ギィッと音をたて、社の扉が開く。社の中は蝋燭の明かり一つもなかったが、双子が足を踏み入れた瞬間、通路の両側にぼんやりとした明かりが灯った。
「行こう」
双子を見失わないように、リンたちは少し速足で社の通路へと入る。二人横に並んで歩くのが精一杯の道を進むと、曲がり角もなく再び大きな扉の前に辿り着く。
扉の前で待っていた双子が、リンの手を引く。導かれるまま、リンは扉に手をかけた。
「そのまま押して。ぐーって」
「開いたら、種がお兄さんを待っていたっていう
「わかった」
言われた通り、扉をぐっと押す。五メートルはありそうな扉を力いっぱい押すと、重々しい音が響き、人一人分程の隙間が開いた。
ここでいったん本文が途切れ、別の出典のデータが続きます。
PR #3779, opened 2024-07-16
Update install.adoc

pawelzwronek:
Default username is 'pi' as a login via ssh. Username and password is optional.

### DIFF
--- a/documentation/asciidoc/computers/getting-started/install.adoc
+++ b/documentation/asciidoc/computers/getting-started/install.adoc
@@ -88,7 +88,7 @@ If you plan to use your Raspberry Pi remotely over your network, check the box n
 
 * Choose the **password authentication** option to SSH into your Raspberry Pi over the network using the username and password you provided in the general tab of OS customisation.
 
-* Choose **Allow public-key authentication only** to preconfigure your Raspberry Pi for passwordless public-key SSH authentication using a private key from the computer you're currently using. If already have an RSA key in your SSH configuration, Imager uses that public key. If you don't, you can click **Run SSH-keygen** to generate a public/private key pair. Imager will use the newly-generated public key.
+* Choose **Allow public-key authentication only** to preconfigure your Raspberry Pi for passwordless public-key SSH authentication using a private key from the computer you're currently using. If already have an RSA key in your SSH configuration, Imager uses that public key. If you don't, you can click **Run SSH-keygen** to generate a public/private key pair. Imager will use the newly-generated public key. Default username to log in via ssh is **pi** `ssh -l pi <here raspberrypi ip address>`. When this option is enabled setting *username* and *password* in *General* tab is *optional*.
 
 image::images/imager/os-customisation-services.png[alt="Services settings in the OS customisation menu."]
 


nathan-contino:
There is no longer a default username and password, so this is misleading. Instead, users must either preconfigure a user account or set one up on first boot.

pawelzwronek:
Today I installed Raspberry Pi OS Lite (64-bit) on my new RPi 5. After not setting up username and password, and enabling only ssh with public key I managed to login over ssh to my headless RPi with 'pi' as a username with is super useful and this is what I was expecting but didn't know at first what was default username, I tried admin and root but no luck. I don't need other username and password. I think public key is safer than password.

nathan-contino:
Ahh, I see what you're suggesting, now. I can reproduce this issue when I don't configure a username and password, though the `pi` user disappears after I go through the boot wizard. Haven't tried this on a Lite setup, but I'm not sure what would happen there, since the boot wizard requires a desktop.

On one hand, it might be worth documenting this for completeness' sake.

On the other hand: what possible workflow justifies not pre-configuring a username and password for a Lite installation? Maybe if I understand the use case I can better explain the tradeoffs in the documentation.

Thanks!

pawelzwronek:
My use case is to log in only with the public/private key generated when I clicked RUN SSH-KEYGEN, as I did before with my PRi 1 where I started sshd and configured private key. Then I don't need to enter password to log in. I need to only setup a private key and a login in Putty or just run `ssh -l pi <ip>` from command line to get to the shell. Generated keys sits here `C:\Users\<username>\.ssh` I've never connected a monitor or a keyboard to my RPi. To my RPi 1 I think I connected over UART/USB for the first time but not sure. Also, when my RPi is configured like this, connecting with VSCode to my rpi is super easy. I need only to select **Remote-SSH: Connect to Host** enter an ip address and the magic starts :) VSCode server is getting installed on my rpi and I can open any folder, even '/' with my VSCode on my desktop. Also an option to uncheck a checkbox **Set username and password** would suggest that there must be some default username.

pawelzwronek:
Also I noticed when RPi booted for the first time I think it restarted couple times, because I saw red light for 2,3 or 4 times, don't remember exactly.

lurch:
> Also an option to uncheck a checkbox **Set username and password** would suggest that there must be some default username.

The "normal scenario" with this is that if you don't set a username and password in RPi Imager, then when you power on the Pi for the first time the first-boot wizard pops up on the locally-attached HDMI monitor, where you can then configure the username and password using a locally-attached USB keyboard and mouse.
I asked a colleague about this, and they said "I'd always recommend setting a password. What happens if they don't is not defined and may change."

> Also I noticed when RPi booted for the first time I think it restarted couple times

Yes, that's part of the "expanding the root filesystem to use up all of the available space on the SD card" process.

pawelzwronek:
I think using private key is superior to passwords, as users likes very much easy passwords like '123456' or so. On the other hand I need only to start Putty/ssh to get access to the shell, but I treat my PC as super secure, it's my in house. Also I think a headless configuration for a RPi is quite common so I'm happy I managed to get it working with ease.

PR #3781, opened 2024-07-17
Update software.adoc

JellySwims:

PR #3782, opened 2024-07-18
Update Sense HAT flow to avoid confusing users

nathan-contino:
https://github.com/raspberrypi/documentation/pull/3781 revealed some problems with our Sense HAT documentation -- namely that it's hard for users to follow. This fixes some of that.

Also included some random touch-ups to other sections of the docs because... why not?


nathan-contino:
Thank you @JellySwims for bringing this to my attention.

リンが扉の内側に入ろうと一歩踏み出すのとほぼ同時に、内側から白い光が溢れ出す。思わず足を止めたリンの目の前に、ふよふよと何かが飛んで来る。
「何だ……?」
飛んで来たものを掴み、手を開く。すると、光を失ったそれの正体がわかった。花の種だ。
「銀の花の……」
「そう。扉の奥は、龍の住まう世界だと言われてる。その世界で、種は守られているんだ」
「ただし、試練を乗り越えた者が現れて、更にその者が種に認められる存在だった場合のみ、扉が開いて種が渡される」
「ぼくらもこの奥のことは知らない。少なくとも、こことは違う世界なんだと思うけどね」
だから、持って行って。トモラとテトラに言われ、リンは頷く。
「わかった、ありがとう」
種をバングルの石に近付けると、やはり二つは共鳴した。そして石の中に種が吸い込まれると、ぼんやりと温かくなる。
「……これで、九つ目」
「あと一つだね、リン」
「ああ。アサルトさんのところに戻ろう。トモラとテトラを家に帰さないとな」
リンがくるりと振り返ると、双子が顔を見合わせてニッと笑った。
銀の花の種は、残り一つ。それが何処にあるのかまだわからないが、一旦山を降りなければならない。
双子を先頭に、一行は山を降りた。そして登山口にアサルトがおり、彼らを出迎えることとなる。